Reversible optical storage properties of nanostructured epoxy-based thermosets modified with azobenzene units

Abstract

Azo-containing polymers are of particular interest in the design of materials for applications in optical recording. The aim of this contribution was the synthesis and characterization of optically active epoxy-based nanostructured thermosets obtained using epoxidized poly(styrene-b-butadiene-b-styrene) (SBS) as templating agent and modified with azobenzene groups. Morphological analysis by means of atomic force microscopy, as well as an investigation about the anisotropic optical properties of the developed materials was carried out. Different types of morphologies frommicelles without long-range order to nanostructures with long-range order were achieved depending on the content of epoxidized block copolymer and azobenzene, and on the extent of epoxidation of butadiene blocks.
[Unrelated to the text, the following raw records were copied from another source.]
PR #163, opened 2020-06-13
Additional wait on fork creation before creating branch

justinharringa:
This helps in a scenario where we haven't given GitHub / GHE the
requisite "5 seconds" to create its fork. We'll wait 10 seconds for an
extra buffer if we don't see that the parent's default branch is not in the fork.

### DIFF
--- a/dockerfile-image-update/src/main/java/com/salesforce/dockerfileimageupdate/utils/GitHubUtil.java
+++ b/dockerfile-image-update/src/main/java/com/salesforce/dockerfileimageupdate/utils/GitHubUtil.java
@@ -28,6 +28,7 @@ import java.util.concurrent.TimeUnit;
  */
 public class GitHubUtil {
     private static final Logger log = LoggerFactory.getLogger(GitHubUtil.class);
+    public static final String NO_BRANCH_WARN_FORMAT = "Couldn't find branch `%s` in repo `%s`. Waiting a second...";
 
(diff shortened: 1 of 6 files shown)


dockerfile-image-update/src/main/java/com/salesforce/dockerfileimageupdate/utils/GitHubUtil.java
```diff
@@ -184,12 +212,32 @@ public GHContent tryRetrievingContent(GHRepository repo, String path, String bra
                 break;
             } else {
                 log.info("Waiting for GitHub API cache to clear...");
-                Thread.sleep(TimeUnit.MINUTES.toMillis(1));
```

In addition, the study of optical anisotropy showed a clear dependence of the optical storage properties upon the concentration of azo-chromophore in the samples. In particular, a thermoset containing 12.3 wt % of azo-dye and 5 phr of SBS with 46 mol % of butadiene blocks epoxidized revealed a spherical micellar morphology with maximum birefringence in the order of 1.8*10-2 and residual fraction of birefringence of around 0.3 after several weeks of turning off the writing beam. Besides, numerous writing-erasing cycles could also be performed without photodegradation of the materials. Furthermore, comparing parent thermosets and nanostructured systems, similar birefringence values were obtained with the advantage that the latter can also be used as templates for the development of multifunctional advanced thermosetting materials with optical properties.